T. B. A. Clarke

Personal information
- Full name: Thomas Bishop Andrews Clarke
- Date of birth: 5 October 1868
- Place of birth: Wentworth, West Riding of Yorkshire
- Date of death: 9 January 1909 (aged 40)
- Place of death: Wortley, Yorkshire
- Position: Striker

Senior career*
- Years: Team / Apps / (Gls)
- Wentworth
- 1889–1890: Sheffield United / 3 / (0)
- 1890–?: Sheffield Club

= T. B. A. Clarke =

English footballer

Thomas Bishop Andrews Clarke (5 October 1868 – 9 January 1909) was an English footballer who played as a striker for Sheffield United and represented the Sheffield FA against Glasgow in 1890.

==Playing career==
Clarke was an amateur player when he signed for Sheffield United midway through their first season of existence. He played occasionally for the club, possibly contracted on a part-time basis, for just over a year and captained the side on a number of occasions. Although the bulk of his appearances were in friendly fixtures Clarke did appear for the Blades in two FA Cup fixtures and a handful of games in the Midland Counties League.

Moving on to play for Sheffield Club in December 1890, Clarke remained part of Sheffield United, serving as a committee member during the 1891–92 season.

==Personal life==
Clarke was born in Wentworth, Yorkshire, where he played 1889–90. He was the second son of Dr.

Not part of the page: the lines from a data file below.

PR #1240, opened 2016-12-13
Add machine_shape to delta printer definitions

fieldOfView:
This PR adds the elliptical machine shape to delta printer definitions. If you got it, flaunt it.

While fixing this I also saw and fixed some z-fighting between the build plate mesh and the machine mesh for the Kossel printers.


Ghostkeeper:
> While fixing this I also saw and fixed some z-fighting between the build plate mesh and the machine mesh for the Kossel printers.

Noticed that too. Didn't want to bother the author with such a minor thing. Thanks for fixing that up as well.

PR #1243, opened 2016-12-13
Implement material cost

fieldOfView:
This PR implements the forgotten material cost feature.

In this PR, filament weight per spool and cost per spool are stored per material guid in the preferences (instead of in the material profile). It can be argues that the price (and to a lesser extend the spool size) is not a material property but something that is set eg by the reseller. Furthermore this enables editing these values for readonly materials without affecting the xml profile.

Filament length on the spool as well as cost per meter are calculated on the material view tab.

TODO:
* ~~use cost per meter to calculate print cost on the print stats area~~
* ~~make currency a settable preference~~ fixed

### DIFF
--- a/cura/CuraApplication.py
+++ b/cura/CuraApplication.py
@@ -217,6 +217,10 @@ class CuraApplication(QtApplication):
         Preferences.getInstance().addPreference("mesh/scale_tiny_meshes", True)
         Preferences.getInstance().addPreference("cura/dialog_on_project_save", True)
         Preferences.getInstance().addPreference("cura/asked_dialog_on_project_save", False)
+
+        Preferences.getInstance().addPreference("cura/currency", "€")
+        Preferences.getInstance().addPreference("cura/material_settings", "{}")
+
         for key in [
             "dialog_load_path",  # dialog_save_path is in LocalFileOutputDevicePlugin
             "dialog_profile_path",
--- a/cura/PrintInformation.py
+++ b/cura/PrintInformation.py
@@ -6,6 +6,7 @@ from PyQt5.QtCore import QObject, pyqtSignal, pyqtProperty, pyqtSlot
 from UM.Application import Application
 from UM.Qt.Duration import Duration
 from UM.Preferences import Preferences
+from UM.Settings import ContainerRegistry
 
 import cura.Settings.ExtruderManager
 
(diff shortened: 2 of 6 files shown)


nallath:
I'd love to add this, but i will need to discuss this first. We're technically in feature freeze right now...

fieldOfView:
Ah damn, I seem to have misnamed the branch; I meant to name it "fix_missing_material_cost" ;-)

fieldOfView:
Since this PR is not going to be merged for 2.4, I might as well mention a couple of deficiencies with the current implementation:
* changing the density or the filament diameter does not immediately update the cost per meter on the Materials page
* changing the cost per meter on the Materials page does not immediately update the print cost in the print specs area on the viewport

Ghostkeeper:
A few things surface in my mind when testing this.

* It's really quite confusing that the cost per meter and the filament length don't update when you update the weight and cost of a spool. The cost of the current print in the main window is less pressing, since it doesn't serve to me as a validation of whether what I just entered is correct-ish.
* I think the tildes `~` at the computed filament length and cost per meter should be removed. At least in the latter case since it already says "(Approx.)" before it. Otherwise the "(Approx.)" should be removed.
* These two fields are editable regardless of the "Edit" button, which is inconsistent with the rest. Why did we have that "Edit" button anyway? If we have the "Edit" button as a sort-of "Apply Changes" mechanism, perhaps you can use that to signal when to update the calculations of filament length and cost per meter.

fieldOfView:
> It's really quite confusing that the cost per meter and the filament length don't update when you update the weight and cost of a spool. 

Yes, as noted above. This needs to be fixed.

> These two fields are editable regardless of the "Edit" button.

This is by design; the user must be able to enter the amount of money spent on the spool; we cannot fill that in for them because the price may be different per reseller.

fieldOfView:
I have fixed the updating of the filament length and cost per meter in the materials view, as well as the in the job specs area. 

Ready for review again.

Ghostkeeper:
Will test tomorrow.

Ghostkeeper:
I sort of found a bug, I think... Sorta. Not sure.

I had a copied material which I had completely modified: BLA (bollylactic acid), copied from PLA. It had a changed material type and a changed name. When I modify the material cost of BLA, it will also modify the cost of PLA accordingly. This is because these preferences-per-material are stored per GUID. That's logical, because the GUID is intended to point to a specific type of filament made by a specific manufacturer, and therefore this manufacturer has a specific cost for his material and all profiles for that material should have the same cost.

However if a user wants to create a wholly new type of material in Cura, such as BLA, then it's a bit annoying. This will be fixed by letting the user modify the GUID, so I don't think we have to tackle it now. That's why I'm still merging it. For the rest it works great. Thanks for the contribution!

fieldOfView:
This is a logical consequence of https://github.com/Ultimaker/Cura/issues/1328, and a lack of a way to create a new material (as opposed to duplicating an existing material) and/or creating a new GUID for a material. For me this is a separate issue.

PR #1246, opened 2016-12-14
Fix version upgrade with user variants

fieldOfView:
This PR fixes three related issues with the 2.3 to 2.4 version upgrade when there are Machine Settings.

Steps to reproduce the issues:
* Launch Cura 2.3.1 with an empty config
* Add a UM2
* Open machinesettings
* Close Cura 2.3.1 and launch Cura 2.4

Result: the UM2 cannot be loaded, because the versionupgrade screws up.


sedwards2009:
I think these changes are only going to make things better, so I see no reason why not to take them in now.

sedwards2009:
..and thanks.

PR #1265, opened 2016-12-23
Fix scale of Add Machine and Select (Per Object) Settings dialogs...

fieldOfView:
... on fairly high, but non-"retina" screens.

I have a new laptop with a 13" 1080p display, which I use at its native resolution. This works fine for most dialogs, except the mentioned two which are shown comically large.


Ghostkeeper:
It looks the same on both my screens, but we have no high density screens to test the actual issue with.

Regardless, I'm going to merge it on the basis that it should improve the display in theory and that it doesn't break what isn't broken yet, so it can only improve things.

PR #1260, opened 2016-12-20
Tweak the hovered state of the machine selection

fieldOfView:
This PR tweaks the theming of the machine selection button to match the other controls in the header bar. It irks me that the machine selection widget behaves differently from the other two buttons. It is a purely cosmetic change.

PR #1266, opened 2016-12-23
Add a margin to the highlight rect, making it more symmetrical

fieldOfView:
This is a purely cosmetic tweak which makes the hover effect slightly more distinct, and balance more evenly; the right-most mode-button also has a margin to the right as opposed to hugging the side of the window.

Sorry I did not catch this in one go with this PR: https://github.com/Ultimaker/Cura/pull/1260

### DIFF
--- a/resources/qml/Sidebar.qml
+++ b/resources/qml/Sidebar.qml
@@ -131,6 +131,7 @@ Rectangle
                             anchors.left: parent.left
                             anchors.right: parent.right
                             anchors.bottom: parent.bottom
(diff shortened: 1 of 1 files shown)


Ghostkeeper:
This is how it looks after the change:
adjustedhighlightbar

I'm not sure I agree with this change because it only adjusts the highlight bar. This makes the machine name align exactly with the left side of the bar without margin, which makes it less symmetrical in some way. I'm curious to hear what other people think.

William Clarke and Euphemia Baird Jamieson Andrews. His father was family physician to the Fitzwilliams at Wentworth Woodhouse. He was educated at Harrow, where he played football and cricket, and earned his B.A. from Trinity College, Cambridge in 1890. He worked as an electrical engineer, training with the General Electric Power and Traction Co. Ltd.

Prior to his death in 1909, Clarke and his brother held a patent for an electric coal cutter.